[Provided material]:
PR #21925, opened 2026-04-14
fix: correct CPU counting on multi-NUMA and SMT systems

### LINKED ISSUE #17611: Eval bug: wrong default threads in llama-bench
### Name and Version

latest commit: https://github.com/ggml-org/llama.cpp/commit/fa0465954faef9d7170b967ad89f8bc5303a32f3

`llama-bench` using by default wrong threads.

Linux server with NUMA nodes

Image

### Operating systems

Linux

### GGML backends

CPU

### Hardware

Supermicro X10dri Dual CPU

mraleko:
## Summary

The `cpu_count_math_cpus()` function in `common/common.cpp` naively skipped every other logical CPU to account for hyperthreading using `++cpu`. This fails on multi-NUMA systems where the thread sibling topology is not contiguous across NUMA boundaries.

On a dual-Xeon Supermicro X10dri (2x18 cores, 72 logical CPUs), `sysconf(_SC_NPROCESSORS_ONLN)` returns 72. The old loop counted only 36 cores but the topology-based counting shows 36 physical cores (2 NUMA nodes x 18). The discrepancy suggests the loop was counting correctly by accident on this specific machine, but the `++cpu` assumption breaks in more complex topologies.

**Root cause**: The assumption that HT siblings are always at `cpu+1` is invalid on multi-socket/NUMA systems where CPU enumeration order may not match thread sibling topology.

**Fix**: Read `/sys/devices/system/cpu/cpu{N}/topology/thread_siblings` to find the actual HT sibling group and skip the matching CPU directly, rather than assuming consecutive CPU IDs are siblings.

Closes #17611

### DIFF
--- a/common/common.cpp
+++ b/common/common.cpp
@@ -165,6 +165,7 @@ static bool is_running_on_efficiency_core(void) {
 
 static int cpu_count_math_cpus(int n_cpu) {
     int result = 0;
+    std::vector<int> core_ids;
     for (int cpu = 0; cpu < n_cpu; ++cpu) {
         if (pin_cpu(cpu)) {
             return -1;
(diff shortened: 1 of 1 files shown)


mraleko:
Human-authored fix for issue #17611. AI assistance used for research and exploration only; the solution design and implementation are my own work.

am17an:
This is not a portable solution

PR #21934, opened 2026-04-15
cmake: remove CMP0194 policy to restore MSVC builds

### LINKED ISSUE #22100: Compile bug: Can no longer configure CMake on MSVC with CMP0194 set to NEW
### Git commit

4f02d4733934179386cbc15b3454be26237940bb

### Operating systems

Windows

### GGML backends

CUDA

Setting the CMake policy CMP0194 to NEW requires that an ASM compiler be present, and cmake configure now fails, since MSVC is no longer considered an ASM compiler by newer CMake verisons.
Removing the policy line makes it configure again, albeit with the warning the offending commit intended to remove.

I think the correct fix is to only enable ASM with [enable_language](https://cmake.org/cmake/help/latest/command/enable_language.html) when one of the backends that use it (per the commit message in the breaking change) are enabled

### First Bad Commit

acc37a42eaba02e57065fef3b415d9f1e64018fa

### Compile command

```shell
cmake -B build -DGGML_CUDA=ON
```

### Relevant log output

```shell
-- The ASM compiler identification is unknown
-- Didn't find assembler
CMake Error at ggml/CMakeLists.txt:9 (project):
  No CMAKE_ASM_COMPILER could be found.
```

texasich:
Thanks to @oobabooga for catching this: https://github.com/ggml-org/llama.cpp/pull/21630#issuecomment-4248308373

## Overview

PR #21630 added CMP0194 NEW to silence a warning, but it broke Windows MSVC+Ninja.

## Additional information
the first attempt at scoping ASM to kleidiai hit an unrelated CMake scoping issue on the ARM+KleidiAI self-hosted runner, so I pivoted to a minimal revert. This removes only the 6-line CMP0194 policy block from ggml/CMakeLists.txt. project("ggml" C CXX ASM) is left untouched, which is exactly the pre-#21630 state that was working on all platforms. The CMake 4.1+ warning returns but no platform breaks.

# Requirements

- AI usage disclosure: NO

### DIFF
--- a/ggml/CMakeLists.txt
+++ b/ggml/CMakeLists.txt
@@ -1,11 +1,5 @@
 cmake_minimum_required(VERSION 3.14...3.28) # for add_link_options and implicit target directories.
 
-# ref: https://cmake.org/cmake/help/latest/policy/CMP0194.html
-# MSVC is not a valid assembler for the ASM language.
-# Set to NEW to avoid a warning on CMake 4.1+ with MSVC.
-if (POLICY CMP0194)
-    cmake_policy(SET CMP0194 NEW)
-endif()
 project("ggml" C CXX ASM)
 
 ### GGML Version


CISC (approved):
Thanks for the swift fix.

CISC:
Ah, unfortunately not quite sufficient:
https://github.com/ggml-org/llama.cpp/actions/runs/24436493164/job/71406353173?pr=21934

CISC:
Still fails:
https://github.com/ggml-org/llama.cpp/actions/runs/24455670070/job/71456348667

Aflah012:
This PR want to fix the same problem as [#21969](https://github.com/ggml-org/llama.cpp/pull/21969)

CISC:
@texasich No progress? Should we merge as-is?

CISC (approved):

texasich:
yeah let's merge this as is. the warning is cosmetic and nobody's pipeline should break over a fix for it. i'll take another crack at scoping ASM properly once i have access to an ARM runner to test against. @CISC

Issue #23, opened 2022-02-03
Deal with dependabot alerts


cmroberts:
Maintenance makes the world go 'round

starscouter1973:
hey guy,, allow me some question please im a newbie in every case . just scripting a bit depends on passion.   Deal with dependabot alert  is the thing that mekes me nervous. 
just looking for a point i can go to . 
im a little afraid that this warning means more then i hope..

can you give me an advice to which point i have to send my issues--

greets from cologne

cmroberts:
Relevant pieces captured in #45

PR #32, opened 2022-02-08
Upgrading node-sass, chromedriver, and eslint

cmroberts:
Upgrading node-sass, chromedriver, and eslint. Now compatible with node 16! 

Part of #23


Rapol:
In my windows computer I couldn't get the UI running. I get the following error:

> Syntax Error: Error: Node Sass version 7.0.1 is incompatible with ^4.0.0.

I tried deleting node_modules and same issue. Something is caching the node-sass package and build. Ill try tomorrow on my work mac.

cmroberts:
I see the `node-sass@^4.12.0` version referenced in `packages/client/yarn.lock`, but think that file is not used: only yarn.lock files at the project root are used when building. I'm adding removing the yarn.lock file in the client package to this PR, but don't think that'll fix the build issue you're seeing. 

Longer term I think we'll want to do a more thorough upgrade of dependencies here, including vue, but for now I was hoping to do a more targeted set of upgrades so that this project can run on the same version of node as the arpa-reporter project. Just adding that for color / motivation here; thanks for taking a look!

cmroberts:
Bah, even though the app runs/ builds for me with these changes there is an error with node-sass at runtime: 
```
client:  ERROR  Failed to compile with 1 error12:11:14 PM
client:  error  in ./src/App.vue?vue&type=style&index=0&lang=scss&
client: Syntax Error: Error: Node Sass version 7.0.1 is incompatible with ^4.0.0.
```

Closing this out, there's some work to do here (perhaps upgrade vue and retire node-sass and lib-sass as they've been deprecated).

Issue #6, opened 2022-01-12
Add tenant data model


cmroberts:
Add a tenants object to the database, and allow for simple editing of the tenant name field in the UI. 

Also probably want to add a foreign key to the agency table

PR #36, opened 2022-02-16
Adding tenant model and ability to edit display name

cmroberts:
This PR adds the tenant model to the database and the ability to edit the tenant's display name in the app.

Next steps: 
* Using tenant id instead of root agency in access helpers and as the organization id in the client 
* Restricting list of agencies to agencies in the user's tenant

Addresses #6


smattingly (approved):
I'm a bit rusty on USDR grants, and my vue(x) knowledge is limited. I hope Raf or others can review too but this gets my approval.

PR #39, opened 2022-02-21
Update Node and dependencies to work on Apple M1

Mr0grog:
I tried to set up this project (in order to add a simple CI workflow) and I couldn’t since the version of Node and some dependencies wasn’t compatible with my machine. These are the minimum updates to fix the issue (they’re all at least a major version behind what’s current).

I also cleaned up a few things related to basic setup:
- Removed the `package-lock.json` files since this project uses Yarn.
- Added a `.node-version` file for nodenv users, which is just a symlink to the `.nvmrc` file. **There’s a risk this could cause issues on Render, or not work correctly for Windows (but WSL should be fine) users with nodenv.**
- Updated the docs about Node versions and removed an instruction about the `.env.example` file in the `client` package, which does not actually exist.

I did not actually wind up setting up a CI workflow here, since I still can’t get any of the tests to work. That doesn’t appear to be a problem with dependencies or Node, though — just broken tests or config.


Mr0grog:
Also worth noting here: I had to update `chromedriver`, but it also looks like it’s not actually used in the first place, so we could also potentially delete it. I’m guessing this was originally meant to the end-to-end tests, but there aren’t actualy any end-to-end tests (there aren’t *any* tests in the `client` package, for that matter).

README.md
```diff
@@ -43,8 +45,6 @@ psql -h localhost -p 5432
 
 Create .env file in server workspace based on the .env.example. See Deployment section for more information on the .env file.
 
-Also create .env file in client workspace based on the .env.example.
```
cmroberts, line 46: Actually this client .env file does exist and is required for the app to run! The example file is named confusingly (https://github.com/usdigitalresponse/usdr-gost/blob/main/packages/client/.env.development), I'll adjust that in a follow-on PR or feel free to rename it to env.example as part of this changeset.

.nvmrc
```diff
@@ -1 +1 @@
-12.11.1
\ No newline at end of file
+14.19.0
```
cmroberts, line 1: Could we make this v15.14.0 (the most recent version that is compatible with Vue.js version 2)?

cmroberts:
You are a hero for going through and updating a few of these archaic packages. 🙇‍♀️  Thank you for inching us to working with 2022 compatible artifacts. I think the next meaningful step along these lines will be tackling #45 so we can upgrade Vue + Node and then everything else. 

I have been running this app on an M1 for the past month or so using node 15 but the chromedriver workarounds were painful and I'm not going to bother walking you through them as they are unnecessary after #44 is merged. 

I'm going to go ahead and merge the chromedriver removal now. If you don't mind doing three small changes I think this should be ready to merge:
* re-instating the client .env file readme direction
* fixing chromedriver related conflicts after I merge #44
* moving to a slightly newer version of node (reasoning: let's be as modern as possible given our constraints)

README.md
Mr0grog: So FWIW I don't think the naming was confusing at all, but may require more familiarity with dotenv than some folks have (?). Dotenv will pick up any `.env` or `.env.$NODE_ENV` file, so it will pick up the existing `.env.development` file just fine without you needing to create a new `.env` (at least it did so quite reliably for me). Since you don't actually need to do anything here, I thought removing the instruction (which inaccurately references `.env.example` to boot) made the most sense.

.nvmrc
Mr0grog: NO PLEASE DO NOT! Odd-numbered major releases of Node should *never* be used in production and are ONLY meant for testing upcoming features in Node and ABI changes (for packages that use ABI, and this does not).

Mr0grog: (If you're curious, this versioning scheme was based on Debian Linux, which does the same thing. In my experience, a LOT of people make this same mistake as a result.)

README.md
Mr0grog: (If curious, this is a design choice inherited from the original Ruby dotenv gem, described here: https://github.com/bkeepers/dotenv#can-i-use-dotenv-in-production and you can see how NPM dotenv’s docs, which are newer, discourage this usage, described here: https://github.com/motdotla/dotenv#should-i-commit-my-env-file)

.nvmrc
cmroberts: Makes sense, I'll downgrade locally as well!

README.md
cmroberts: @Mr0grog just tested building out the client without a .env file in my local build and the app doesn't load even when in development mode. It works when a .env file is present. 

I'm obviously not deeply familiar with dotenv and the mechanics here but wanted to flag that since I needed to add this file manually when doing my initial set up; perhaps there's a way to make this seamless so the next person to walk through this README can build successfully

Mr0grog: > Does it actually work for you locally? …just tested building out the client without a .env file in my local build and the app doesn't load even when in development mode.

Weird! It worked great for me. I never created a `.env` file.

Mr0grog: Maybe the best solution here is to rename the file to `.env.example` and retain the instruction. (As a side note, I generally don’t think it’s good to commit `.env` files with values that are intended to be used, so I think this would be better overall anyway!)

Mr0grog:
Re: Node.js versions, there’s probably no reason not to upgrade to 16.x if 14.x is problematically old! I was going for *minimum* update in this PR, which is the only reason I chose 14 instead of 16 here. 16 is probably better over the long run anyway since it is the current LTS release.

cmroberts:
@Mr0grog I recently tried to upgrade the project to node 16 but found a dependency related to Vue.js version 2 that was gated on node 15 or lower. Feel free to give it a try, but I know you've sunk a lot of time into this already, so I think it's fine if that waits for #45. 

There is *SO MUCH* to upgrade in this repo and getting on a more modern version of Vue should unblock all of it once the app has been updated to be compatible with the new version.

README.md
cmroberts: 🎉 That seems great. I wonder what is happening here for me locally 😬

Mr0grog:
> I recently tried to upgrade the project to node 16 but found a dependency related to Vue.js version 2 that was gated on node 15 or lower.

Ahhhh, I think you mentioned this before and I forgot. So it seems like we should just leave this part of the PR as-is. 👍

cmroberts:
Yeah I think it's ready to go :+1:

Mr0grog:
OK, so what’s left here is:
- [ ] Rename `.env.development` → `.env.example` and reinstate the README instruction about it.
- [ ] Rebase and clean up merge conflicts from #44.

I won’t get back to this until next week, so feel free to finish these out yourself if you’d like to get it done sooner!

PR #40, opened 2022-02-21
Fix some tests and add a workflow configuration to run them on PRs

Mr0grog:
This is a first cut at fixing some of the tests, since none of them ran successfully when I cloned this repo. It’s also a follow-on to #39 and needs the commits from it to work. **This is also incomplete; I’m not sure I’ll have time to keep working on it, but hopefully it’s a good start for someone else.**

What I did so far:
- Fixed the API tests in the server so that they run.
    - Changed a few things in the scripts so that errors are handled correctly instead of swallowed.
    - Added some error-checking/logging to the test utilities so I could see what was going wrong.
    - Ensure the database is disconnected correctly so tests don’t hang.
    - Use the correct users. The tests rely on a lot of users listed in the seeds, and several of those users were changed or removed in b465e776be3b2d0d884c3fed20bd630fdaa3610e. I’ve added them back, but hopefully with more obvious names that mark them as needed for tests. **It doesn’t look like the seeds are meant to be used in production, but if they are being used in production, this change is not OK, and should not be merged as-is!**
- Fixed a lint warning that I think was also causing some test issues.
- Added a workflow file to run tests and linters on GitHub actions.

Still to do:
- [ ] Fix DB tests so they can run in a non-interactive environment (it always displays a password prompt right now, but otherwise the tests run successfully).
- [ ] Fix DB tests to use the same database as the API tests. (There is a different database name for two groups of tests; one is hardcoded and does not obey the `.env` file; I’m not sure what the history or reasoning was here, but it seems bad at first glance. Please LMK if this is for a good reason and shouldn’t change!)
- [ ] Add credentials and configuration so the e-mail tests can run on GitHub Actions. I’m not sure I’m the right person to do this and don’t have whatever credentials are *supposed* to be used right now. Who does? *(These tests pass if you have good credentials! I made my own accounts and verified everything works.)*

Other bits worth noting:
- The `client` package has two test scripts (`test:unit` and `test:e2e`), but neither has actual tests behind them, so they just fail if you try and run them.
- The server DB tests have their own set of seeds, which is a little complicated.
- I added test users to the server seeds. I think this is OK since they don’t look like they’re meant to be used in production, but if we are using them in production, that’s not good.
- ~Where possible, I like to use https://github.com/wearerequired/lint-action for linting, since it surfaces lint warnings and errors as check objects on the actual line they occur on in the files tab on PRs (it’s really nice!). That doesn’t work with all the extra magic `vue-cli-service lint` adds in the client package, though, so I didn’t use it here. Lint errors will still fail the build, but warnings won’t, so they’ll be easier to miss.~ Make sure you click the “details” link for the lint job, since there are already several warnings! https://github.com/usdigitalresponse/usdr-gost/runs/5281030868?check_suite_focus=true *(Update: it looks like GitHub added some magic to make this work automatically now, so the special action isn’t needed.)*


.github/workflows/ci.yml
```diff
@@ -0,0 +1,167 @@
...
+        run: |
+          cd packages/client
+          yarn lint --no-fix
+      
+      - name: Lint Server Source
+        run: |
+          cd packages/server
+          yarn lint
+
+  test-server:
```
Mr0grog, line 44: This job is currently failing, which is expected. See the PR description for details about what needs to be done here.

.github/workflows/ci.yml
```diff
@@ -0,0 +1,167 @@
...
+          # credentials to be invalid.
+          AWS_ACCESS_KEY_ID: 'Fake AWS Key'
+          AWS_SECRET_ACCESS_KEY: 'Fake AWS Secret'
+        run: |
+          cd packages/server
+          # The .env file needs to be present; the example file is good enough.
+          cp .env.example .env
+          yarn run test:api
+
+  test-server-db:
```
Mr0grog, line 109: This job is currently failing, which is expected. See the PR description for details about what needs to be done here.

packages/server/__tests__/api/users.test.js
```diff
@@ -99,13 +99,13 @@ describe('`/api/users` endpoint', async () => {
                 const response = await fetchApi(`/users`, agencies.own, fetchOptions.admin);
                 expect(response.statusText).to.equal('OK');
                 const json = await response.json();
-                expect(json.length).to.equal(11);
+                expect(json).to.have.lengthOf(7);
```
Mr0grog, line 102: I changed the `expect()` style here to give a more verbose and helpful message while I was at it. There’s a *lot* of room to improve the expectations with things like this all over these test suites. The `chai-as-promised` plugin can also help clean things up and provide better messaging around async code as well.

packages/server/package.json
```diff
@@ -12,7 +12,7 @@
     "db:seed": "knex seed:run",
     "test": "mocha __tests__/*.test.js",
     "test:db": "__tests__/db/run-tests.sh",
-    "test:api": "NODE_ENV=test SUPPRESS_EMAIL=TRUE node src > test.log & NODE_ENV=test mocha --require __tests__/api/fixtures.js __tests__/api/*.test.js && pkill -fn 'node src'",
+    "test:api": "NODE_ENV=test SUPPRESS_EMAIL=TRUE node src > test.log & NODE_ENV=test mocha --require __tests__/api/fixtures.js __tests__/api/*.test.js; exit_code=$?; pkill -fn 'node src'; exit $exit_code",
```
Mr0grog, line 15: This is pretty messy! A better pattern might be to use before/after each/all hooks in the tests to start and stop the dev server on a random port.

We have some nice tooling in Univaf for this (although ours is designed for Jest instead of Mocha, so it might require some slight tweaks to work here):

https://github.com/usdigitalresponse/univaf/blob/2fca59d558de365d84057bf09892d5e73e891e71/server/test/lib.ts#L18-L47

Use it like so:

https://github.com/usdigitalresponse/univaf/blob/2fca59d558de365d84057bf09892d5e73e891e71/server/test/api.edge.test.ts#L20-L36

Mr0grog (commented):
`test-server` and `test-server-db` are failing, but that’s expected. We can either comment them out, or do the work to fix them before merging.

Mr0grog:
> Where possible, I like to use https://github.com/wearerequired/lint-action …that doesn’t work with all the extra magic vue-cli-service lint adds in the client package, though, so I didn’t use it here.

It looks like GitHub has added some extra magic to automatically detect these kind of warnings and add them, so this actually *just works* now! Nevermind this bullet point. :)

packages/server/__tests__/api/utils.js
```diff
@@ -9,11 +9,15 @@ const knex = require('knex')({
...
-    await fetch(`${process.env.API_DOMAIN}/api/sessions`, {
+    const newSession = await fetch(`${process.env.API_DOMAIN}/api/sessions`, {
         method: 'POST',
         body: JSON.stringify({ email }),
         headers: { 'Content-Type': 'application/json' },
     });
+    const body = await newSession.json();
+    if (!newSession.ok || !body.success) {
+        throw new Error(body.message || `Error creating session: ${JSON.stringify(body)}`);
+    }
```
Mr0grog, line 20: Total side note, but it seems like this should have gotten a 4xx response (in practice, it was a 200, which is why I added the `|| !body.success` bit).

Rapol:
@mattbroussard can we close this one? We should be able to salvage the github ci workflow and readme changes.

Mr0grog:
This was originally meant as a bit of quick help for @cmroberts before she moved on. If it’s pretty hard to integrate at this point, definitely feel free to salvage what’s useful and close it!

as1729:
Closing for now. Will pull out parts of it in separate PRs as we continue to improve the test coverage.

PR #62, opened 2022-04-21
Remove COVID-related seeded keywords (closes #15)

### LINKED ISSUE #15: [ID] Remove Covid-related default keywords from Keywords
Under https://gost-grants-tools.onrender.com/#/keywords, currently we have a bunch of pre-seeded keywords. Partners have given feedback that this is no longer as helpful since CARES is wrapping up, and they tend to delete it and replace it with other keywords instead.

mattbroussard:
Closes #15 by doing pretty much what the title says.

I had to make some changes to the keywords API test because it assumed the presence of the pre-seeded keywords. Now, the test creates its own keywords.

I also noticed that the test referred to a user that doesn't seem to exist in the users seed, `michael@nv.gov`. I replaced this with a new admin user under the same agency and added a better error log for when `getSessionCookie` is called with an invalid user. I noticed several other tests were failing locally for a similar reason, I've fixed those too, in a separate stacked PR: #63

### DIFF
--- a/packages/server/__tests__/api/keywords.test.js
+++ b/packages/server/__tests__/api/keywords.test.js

[Problem to work on]: Once you find the string "instead" in a line of the records, copy that line.

[Answer area]:
* Using tenant id instead of root agency in access helpers and as the organization id in the client 
Re: Node.js versions, there’s probably no reason not to upgrade to 16.x if 14.x is problematically old! I was going for *minimum* update in this PR, which is the only reason I chose 14 instead of 16 here. 16 is probably better over the long run anyway since it is the current LTS release.
    - Changed a few things in the scripts so that errors are handled correctly instead of swallowed.
We have some nice tooling in Univaf for this (although ours is designed for Jest instead of Mocha, so it might require some slight tweaks to work here):
Under https://gost-grants-tools.onrender.com/#/keywords, currently we have a bunch of pre-seeded keywords. Partners have given feedback that this is no longer as helpful since CARES is wrapping up, and they tend to delete it and replace it with other keywords instead.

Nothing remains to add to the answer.